De nombreux investisseurs pensent être suffisamment diversifiés grâce à un portefeuille d'actions américaines ou d'ETF internationaux largement diversifiés. Bien qu'ils détiennent formellement des actions de centaines, voire de milliers d'entreprises, leur portefeuille peut rester fortement dépendant de quelques sociétés technologiques, car les indices sont pondérés par la capitalisation boursière. Si les plus grandes entreprises affichent des performances exceptionnelles, leur pondération augmente automatiquement. Les succès passés entraînent donc une concentration future accrue.

Les ETF technologiques, Nasdaq ou IA amplifient cet effet. Ils contiennent souvent les mêmes grandes valeurs, pondérées différemment. Un investisseur peut ainsi posséder plusieurs fonds tout en étant fortement exposé à Nvidia, Microsoft, Amazon, Alphabet ou Meta. La diversification ne se mesure pas au nombre de titres, mais à l'indépendance de leurs principaux moteurs économiques.

Cela ne signifie pas pour autant que les investisseurs doivent systématiquement éviter les entreprises technologiques performantes. Un désinvestissement total serait tout aussi risqué qu'une surpondération extrême. Ceux qui reconnaissent l'impact à long terme de l'IA sur la productivité peuvent maintenir leurs investissements dans les entreprises leaders tout en limitant les risques liés à la valorisation et à la concentration. Les facteurs clés sont l'horizon d'investissement, la tolérance au risque et la dépendance du portefeuille à un seul facteur.

La spéculation financée par le crédit est particulièrement problématique. Une forte volatilité est normale pour les actions de croissance. Les investisseurs qui utilisent des capitaux empruntés ou qui dépendent de liquidités à court terme peuvent être contraints de vendre au mauvais moment. Pour les investisseurs à long terme, cependant, toute baisse de prix n'est pas une perte définitive. Le danger devient permanent surtout lorsque l'évaluation initiale était basée sur des rendements qui ne se concrétisent jamais.

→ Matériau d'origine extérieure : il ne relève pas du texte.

Issue #1027, opened 2017-04-19
Support macOS


kdawg1406:
Please consider support macOS for Xamarin.Forms.

Thanks!

Karl

dansiegel:
@kdawg1406 already ahead of you... before we can make Prism support MacOS we have to determine what containers even support it... currently none of the 4 containers offer the support we need.

- _Autofac_: Currently supports NetStandard1.1 which is compatible with MacOS, unfortunately this isn't compatible with Prism at the moment.
- _DryIoc_: I have already filed an [issue](https://bitbucket.org/dadhi/dryioc/issues/461/nuget-macos-support) with @dadhi 
- _Ninject_: I've also filed an [issue](https://github.com/onovotny/ninject/issues/10) with @onovotny
- _Unity_: Is pretty much a dead project and doesn't install on Xamarin Mac projects so I don't see this being the DI container of choice if you want to support MacOS

kdawg1406:
@dansiegel thank you for the quick response.  Bummer about Unity, have always used it.  Sounds like it will just be awhile while products and API's can catch up to the ever changing world that is our environment.

Best,

Karl

kdawg1406:
@dansiegel does not seem like a big deal.

From here:  https://blog.xamarin.com/preview-bringing-macos-to-xamarin-forms/?utm_medium=social&utm_campaign=blog&utm_source=twitter&utm_content=macos-for-xamarinforms-preview

Not All NuGets are Ready for macOS
In order to work in a macOS project, packages must target **xamarinmac20.** You may find that some of your beloved libraries do not yet support macOS. What can you do? Kindly send a request to the project’s maintainer to add it. Until they have support, you may need to look for alternatives.

dansiegel:
@dadhi released a new version this morning that is compatible with macOS and the current Prism packages. This will at least give us a path for getting out an update that supports macOS while we work on NetStandard.

djcparker:
@dansiegel might pay to file the ninject issue with the main ninject project? looks like there is activity there but not on orens?...  (I don't use ninject, was just poking around :) )

dansiegel:
@djcparker I was actually just noticing that last night. I know Oren has usually been one of the first one to convert libraries over to NetStandard.

djcparker:
@dansiegel very true, I don't know how Oren finds time to contribute to so many projects...and keep them updated... I imagine he will get to that issue soon enough :)

brianlagunas:
Done!

[...]

Issue #683, opened 2016-07-19
.NetStandard support in Prism.Core?


cmjacobs:
I am (slowly) venturing in to the world of .Net Core and want to create portable libraries (mostly for shared datatypes) that target .Net Standard. Is there a timeline for releasing a version of Prism.Core that targets netstandard?

Thanks!

brianlagunas:
This is something that I have not looked into yet.  I'm not sure exactly what the benefit would be since the features available in the Prism.dll is really geared towards XAML platforms.  I would need to dig into this further, which is going to be a low priority for me right now.

cmjacobs:
Brian, 

Totally fair.

As to the benefit, I keep my datatypes in the shared (PCL) so that I can reference them from a variety of projects. I have a base class (similar to BindableBase) that implements INotifyDataErrorInfo and use ErrorsContainer to help with validation.

That said, I'm not arguing for it to be a higher priority.

Thanks for the quick response.

-Craig

dansiegel:
@cmjacobs This is something I have looked into contributing. Ultimately there are a few issues that would have to be addressed.

1. Do we switch from csproj to xproj so that we can easily multi-target, otherwise we must choose which .NetStandard API level to target. Also if we decide to multi-target (based on my current understanding) then we have to do so with the understanding that xproj will ultimately be made obsolete.
2. While this would be very easy for the Prism.Core, we quickly run into a number of issues when it comes to other projects within the Prism Library. For instance we would be limited by what each DI Container currently supports. 

I believe given time this will be well worthwhile, but it's probably still too soon to introduce .NetStandard. Also I would encourage you or anyone else who would like to see this to chip in your two cents on what API level(s) you believe Prism should target specifically (and why).

cmjacobs:
@dansiegel I think you are correct in that it may be too soon. .NetStandard seems to still be evolving. My hunch is that for Prism.Core, .NetStandard 1.0 could be targeted and that would provide the greatest level of compatibility but it is also the least rich in terms of API surface.

As @brianlagunas pointed out, Prism is geared toward XAML platforms, so perhaps the upper level libraries (WPF, XF and UAP) would not need to be retargeted, as long as Prism.Core remained compatible. I think I need to better educate myself on the ramifications of .NetStandard.

dansiegel:
[...]

PR #1057, opened 2017-05-22
NetStandard Support & CI Integration

dansiegel:
- [x] updates expired UWP Sandbox cert
- [x] updates nearly expired UWP XF Sandbox cert
- [x] Automates build and release process #412
  - [x] Build projects in Release configuration
  - [x] Run all tests (Windows Tests cannot be run on Windows Server)
  - [x] Zip up assemblies for manually referenced projects
  - [x] Package NuGets
  - [x] Build Release-Sign configuration for signed containers and Release configuration for unsigned containers (StructureMap)
- [x] Builds both Sandbox projects in Debug
- [x] Builds Prism_XF with the Test configuration to run tests, and again in Release for packing
- [x] Build Core, Windows, Wpf, & XF separately so we can more easily spot where any failing tests are
- [x] Updates the Prism Core and all XF projects to netstandard1.0 or as necessary for the DI container #683
- [x] NetStandard packages are macOS ready #1027

## Note:

UWP Developers may need to add the following file in the same directory as their solution file:
**Directory.Build.props**
```
<Project>
  <!-- Workaround for https://github.com/dotnet/sdk/pull/908 -->
  <Target Name="GetPackagingOutputs" />
</Project>
```


weitzhandler:
What netstandard version is it targeting?

dansiegel:
@weitzhandler We're targeting netstandard1.0 the same as Xamarin Forms. This also gives us backwards compatibility for those who aren't ready to update their projects from PCL to netstandard. 

**Note:**
- Autofac targets netstandard1.1, as a result Prism.Autofac.Forms targets netstandard1.1 not 1.0
- Ninject was migrated from `Portable.Ninject` to the official Ninject package. 
- Ninject targets netstandard1.3 and netstandard1.5, so Prism.Ninject.Forms has to match the container rather than target 1.0.

weitzhandler:
That's great.
What's gonna be the recommended DI container? Looks like Unity is not maintained, does it even support netstandard?

dansiegel:
@weitzhandler Unity is not being maintained as far as I know either, and the existing package does not directly support NetStandard. NetStandard though is promise based which gives us a lot more flexibility than with PCL. If you take a look at the changes to [Prism.Unity.Forms.csproj](https://github.com/PrismLibrary/Prism/pull/1057/files#diff-d8dae957ee4d7df315e740c6c293eb36) you'll notice a `PackageTargetFallback`. We're able to use that with NetStandard to say "hey I know this package isn't theoretically compatible with my library, but I swear it really will be ok on the platform I implement it on". This is why when the question has come up about how to use the 6.3.0 release with NetStandard I keep pointing people to the preview templates.

As for the Official DI Container... 
> Pick your container of choice.
> There is no "official" container.
> My samples use Unity, because that's what I like to use.
> -@brianlagunas 

That said, if you look at the samples I've done, you'll notice they're using DryIoc because that's the container I like.

weitzhandler:
ohwow what does that mean? Can we start celebrating netstandard?

dansiegel:
there are some updates I need to make to the CI scripts and then you'll start seeing updates pushed to MyGet as features get merged.  But NetStandard is here!!!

L'ennui comme contre-position rationnelle

Le fait de se tourner vers des entreprises réputées peu attrayantes dans les secteurs de l'agroalimentaire, de l'assurance ou de la santé ne signifie pas que leurs actions sont systématiquement sûres ou bon marché. Même les entreprises défensives sont confrontées à l'inflation des coûts, à la pression sur les prix, à une faible croissance, aux catastrophes naturelles ou aux contraintes réglementaires. Leur avantage réside davantage dans le fait que leurs rendements dépendent de facteurs économiques autres que le cycle d'investissement de l'IA.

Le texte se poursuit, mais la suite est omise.